2017 came to close – it was the third year of Crimea occupation. Another year of persecutions, prohibitions and asperities for those Crimeans who have not become reconciled to unlawful Crimea annexation. We may state with regret that the human rights situation in Crimea has deteriorated for the year ended. Searches and arrests of civil activists, independent journalists, representatives of Crimean Tatar national movement, Mejlis members have become an everyday occurrence. Persecutions of the activists, particularly on religious and ethnic grounds, go on. In particular, Muslems undergo repressions, being accused in extremism and connections with Hizb ut-Tahrir which is not prohibited in Ukraine, though declared to be outlaw in Russia. Such accusations have just lead to imprisonment of 25 persons.
According to UN Monitoring Mission, 49 Crimean Tatars were arrested in annexed Crimea on contrived accusations during middle August – middle November 2017. Attempt of detention and search of the household of 82-years old Crimean Tatar Vedzhie Kashka in November, 2017, ended up in disaster. The older woman, veteran of the Crimean Tatar movement, who had fought for repatriation of Crimean Tatars, has died from heart attack on the way to hospital after the representatives of the Russian security services had broken into her household. Several thousand Crimean Tatars from across the peninsula have visited her funerals.

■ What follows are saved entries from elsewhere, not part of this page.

PR #695, opened 2022-05-25
Fix #694 - create user with correct username.

### LINKED ISSUE #694: When user mapping is not done on username field, initial user creation uses an invalid username.
When saml config is set up to map something like Moodle ID Number with an external value and also set to create new users, 

this line:
https://github.com/catalyst/moodle-auth_saml2/blob/MOODLE_39_STABLE/classes/auth.php#L664

Will create a new user account, but will populate the username field with the external "idnumber" value.

Then immediately after - it will replace the username with the correct value here:
https://github.com/catalyst/moodle-auth_saml2/blob/MOODLE_39_STABLE/classes/auth.php#L724

This can cause some weird edge case issues where an account already exists with the external idnumber stored as a username in  moodle (so the user creation causes a db  failure on the username index)

This is dodgy anyway - it should create the new user record and use the correct external username rather than creating a user record with an incorrect username.

danmarsden:
untested patch to create username with correct username when username is not the uid.

### DIFF
--- a/classes/auth.php
+++ b/classes/auth.php
@@ -660,8 +660,14 @@ class auth extends \auth_plugin_base {
                     $this->handle_blocked_access();
                 }
 
-                $this->log(__FUNCTION__ . " user '$uid' is not in moodle so autocreating");
-                $user = create_user_record($uid, '', 'saml2');
+                $username = $this->get_username_from_attributes($attributes);
+                if (empty($username)) {
+                    // Just in case username field not set, use uid.
+                    $username = $uid;
+                }
+
+                $this->log(__FUNCTION__ . " user '$username' is not in moodle so autocreating");
+                $user = create_user_record($username, '', 'saml2');
                 $newuser = true;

No less dramatic was the fate of Ukrainian activist Vladimir Balukha, accused in Crimea, who gave up changing his Ukrainian passport to the Russian one and flatly refused to remove Ukrainian flag from his house. In August, 2017, he was convicted to 3.7 years of colony with a strict regime and bound by the fine amounting to RUB 10 thousand for alleged ammunition storage. Right this December Vladimir Balukha was charged with another contrived accusation of ‘disorganization of the operation of detention facilities’ supposedly for hitting the employee of detention facility in the cell during the examination. Currently Balukha faces a yet more severe punishment.

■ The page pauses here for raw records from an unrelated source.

PR #700, opened 2022-06-12
When username field is updated, be consistent about how we set it.

danmarsden:
when the username is updated, we should make sure it is set to lower case in the same way we do when creating the user.

### DIFF
--- a/classes/auth.php
+++ b/classes/auth.php
@@ -925,9 +925,12 @@ class auth extends \auth_plugin_base {
                                         continue;
                                     }
                                 }
-
-                                // Custom profile fields have the prefix profile_field_ and will be saved as profile field data.
-                                $user->$field = $attributes[$attr][0];
+                                if ($field == 'username') {
+                                    $user->$field = strtolower($attributes[$attr][0]);
+                                } else {
+                                    // Custom profile fields have the prefix profile_field_ and will be saved as profile field data.
+                                    $user->$field = $attributes[$attr][0];
+                                }
                                 $update = true;
                             }
                         }
--- a/tests/auth_test.php
+++ b/tests/auth_test.php
@@ -1358,6 +1358,32 @@ class auth_test extends \advanced_testcase {
     }
 
     /**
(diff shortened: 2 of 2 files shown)


classes/auth.php
```diff
@@ -925,9 +925,12 @@ public function update_user_profile_fields(&$user, $attributes, $newuser = false
                                         continue;
                                     }
                                 }
-
-                                // Custom profile fields have the prefix profile_field_ and will be saved as profile field data.
-                                $user->$field = $attributes[$attr][0];
+                                if ($field == 'username') {
+                                    $user->$field = strtolower($attributes[$attr][0]);
```
dmitriim, line 929: do we have a test that covers that scenario?

danmarsden: yeah - there are some tests that are passing, but there's an edge case here that I don't think we have a test for - I'll try to come back and add one in.

I'm also looking closely at this block:
https://github.com/catalyst/moodle-auth_saml2/blob/MOODLE_39_STABLE/classes/auth.php#L920-L927

if the external idp value is matching on something like idnumber - it should be possible to update the moodle username IMO.

dmitriim: Yes agree. It feels like this code needs some refactoring to include all these scenarios and still be understandable.

dmitriim: So basically only matching fields should be locked from updating. This will require to add more logic for checking things + tests.

danmarsden: in the meantime - I can see a test I can add for this specific case - just running it through now so I can get this fix in and we can come back to the fact that username can't be updated later.

danmarsden:
yeah - test added now and I can see it passing.

I also pushed that same test into an old branch before this patch and you can see it failing here:
https://github.com/catalyst/moodle-auth_saml2/actions/runs/2491868632

dmitriim (approved):

classes/auth.php
dmitriim: Lets' create an issue to come back to it later. Otherwise LGTM.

In December, 2017 legal action against Crimean Tatar from Feodosia Suleyman Kadyrov who claimed ‘Crimea is Ukraine!’ in Facebook comments was initiated. Today he is tried for separatism.
Situation around the freedom of speech in Crimea may also be qualified as deplorable. There are no independent media on the peninsula. Any attempts to express an opinion which differs from the official position of the authorities are suppressed. Sentence passed on Nikolay Semena, Crimean journalist of the Radio Liberty and “Крым.Реалии” (Crimea. Realities) in September, 2017, is a striking example. He is conditionally convicted on a charge of separatism for 2.5 years and a half on probation and prohibited to be involved in public activity for 3 years. According to Nikolay Semena, ‘firstly, that is ban on freedom of speech, secondly – a ban on freedom of information, and thirdly – a ban on profession. Such savageness can hardly be possible anywhere in the free world.’ President of the Radio Liberty Europe/Radio Liberty Thomas Kent called this sentence ‘groundless and politically motivated.’ According to him, this fact is another proof of targeted repressions of aggressor state against the residents of the occupied Ukrainian territory of the Autonomous Republic of Crimea and Sevastopol. The case against journalist Semena is a premeditated attempt to talk down self-sufficient voices in Crimea.
As we may see, those who avow their citizenship and criticize the actions of Russian authorities are persecuted in Crimea under various excuses, including contrived accusations of separatism, extremism and terrorism. It should also be mentioned that Crimean Tatars fall under scrutiny of Russian security services as they have accumulated longstanding experience of fight with communist regime which has hunted them out of their dear land and impeded their repatriation for many years. Crimean Tatars are those who show high self-organization and experience of fighting for their rights.
The fact of massive repressions in respect of indigenous people of Crimea was confirmed by human right activists from the Human Rights Watch. Tanya Cooper, representative of this organisation in Ukraine, considers that from the moment of Russian annexation of the peninsula human rights situation has heavily deteriorated there, she expressed ‘enormous concern about the fact of persecution of Crimean Tatars for their peaceful protest against Crimea occupation’. US ambassador in Ukraine Marie Yovanovitch pointed up that ‘…Russian security services launched wide-scale intimidation campaign to suppress any disagreement with Crimea annexation. Their tactic involves homicide, kidnaping, assaults, disappearance, invasions and arrests, physical abuse, torments and deportations’.
However, we may hear with increasing frequency calls of some European politicians to lift sanctions as, they say, they have no effect. We may say that such statements sound blasphemously at the time of outrage infringement of the basic human rights in Crimea, total ignorance of the principle of the rule of law by the Russian authorities, conviction of the Crimeans for up to 25 years’ prison sentence, terror and intimidation in relation to the indigenous peoples of Crimea – Crimean Tatars. In case of extenuating attention of the international community to the problem of infringement of the human rights in Crimea, the population of the peninsula would be left to fend for themselves and political prisoner of the Kremlin regime will give up their hope to get liberty.